■ WHAT YOU SHOULD DO
Repeat the data exactly, please.

■ AVAILABLE DATA
+ + + + +
PR #386, opened 2024-03-23
Fix portal hack not triggering

okx-code:
If you are falling really fast, you will be falling multiple blocks per second, and could possibly pass straight through an end portal. This fix changes the hack to use an event triggered earlier to detect if a player passes through an end portal.

### DIFF
--- a/plugins/simpleadminhacks-paper/src/main/java/com/programmerdan/minecraft/simpleadminhacks/hacks/basic/PortalModifyHack.java
+++ b/plugins/simpleadminhacks-paper/src/main/java/com/programmerdan/minecraft/simpleadminhacks/hacks/basic/PortalModifyHack.java
@@ -1,5 +1,6 @@
 package com.programmerdan.minecraft.simpleadminhacks.hacks.basic;
 
+import com.destroystokyo.paper.event.server.ServerTickEndEvent;
 import com.programmerdan.minecraft.simpleadminhacks.SimpleAdminHacks;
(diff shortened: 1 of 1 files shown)


plugins/simpleadminhacks-paper/src/main/java/com/programmerdan/minecraft/simpleadminhacks/hacks/basic/PortalModifyHack.java
```diff
@@ -40,18 +48,27 @@ public void onPlayerEnterPortal(PlayerPortalEvent event) {
...
+	@EventHandler
+	public void onTick(ServerTickEndEvent event) {
+		for (Map.Entry<Player, Location> entry : teleports.entrySet()) {
+				entry.getKey().teleport(entry.getValue(), PlayerTeleportEvent.TeleportCause.END_PORTAL);
+				if (entry.getValue().getWorld().getName().equals(targetWorld)) {
+					spawnExit(entry.getValue());
+				}
 		}
+		teleports.clear();
 	}
```
AngrySoundTech, line 72: Is it ever possible that this event can be fired simultaneously, such as during low TPS? If so I could imagine it causing some problems, and potentially more players falling through portals than before.

okx-code: Simultaneously with what? It runs at the end of a tick.

RedDevel2 (approved):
+ + + + +
■ YOUR SOLUTION
PR #386, opened 2024-03-23
Fix portal hack not triggering

okx-code:
If you are falling really fast, you will be falling multiple blocks per second, and could possibly pass straight through an end portal. This fix changes the hack to use an event triggered earlier to detect if a player passes through an end portal.

### DIFF
--- a/plugins/simpleadminhacks-paper/src/main/java/com/programmerdan/minecraft/simpleadminhacks/hacks/basic/PortalModifyHack.java
+++ b/plugins/simpleadminhacks-paper/src/main/java/com/programmerdan/minecraft/simpleadminhacks/hacks/basic/PortalModifyHack.java
@@ -1,5 +1,6 @@
 package com.programmerdan.minecraft.simpleadminhacks.hacks.basic;
 
+import com.destroystokyo.paper.event.server.ServerTickEndEvent;
 import com.programmerdan.minecraft.simpleadminhacks.SimpleAdminHacks;
(diff shortened: 1 of 1 files shown)


plugins/simpleadminhacks-paper/src/main/java/com/programmerdan/minecraft/simpleadminhacks/hacks/basic/PortalModifyHack.java
```diff
@@ -40,18 +48,27 @@ public void onPlayerEnterPortal(PlayerPortalEvent event) {
...
+	@EventHandler
+	public void onTick(ServerTickEndEvent event) {
+		for (Map.Entry<Player, Location> entry : teleports.entrySet()) {
+				entry.getKey().teleport(entry.getValue(), PlayerTeleportEvent.TeleportCause.END_PORTAL);
+				if (entry.getValue().getWorld().getName().equals(targetWorld)) {
+					spawnExit(entry.getValue());
+				}
 		}
+		teleports.clear();
 	}
```
AngrySoundTech, line 72: Is it ever possible that this event can be fired simultaneously, such as during low TPS? If so I could imagine it causing some problems, and potentially more players falling through portals than before.

okx-code: Simultaneously with what? It runs at the end of a tick.

RedDevel2 (approved):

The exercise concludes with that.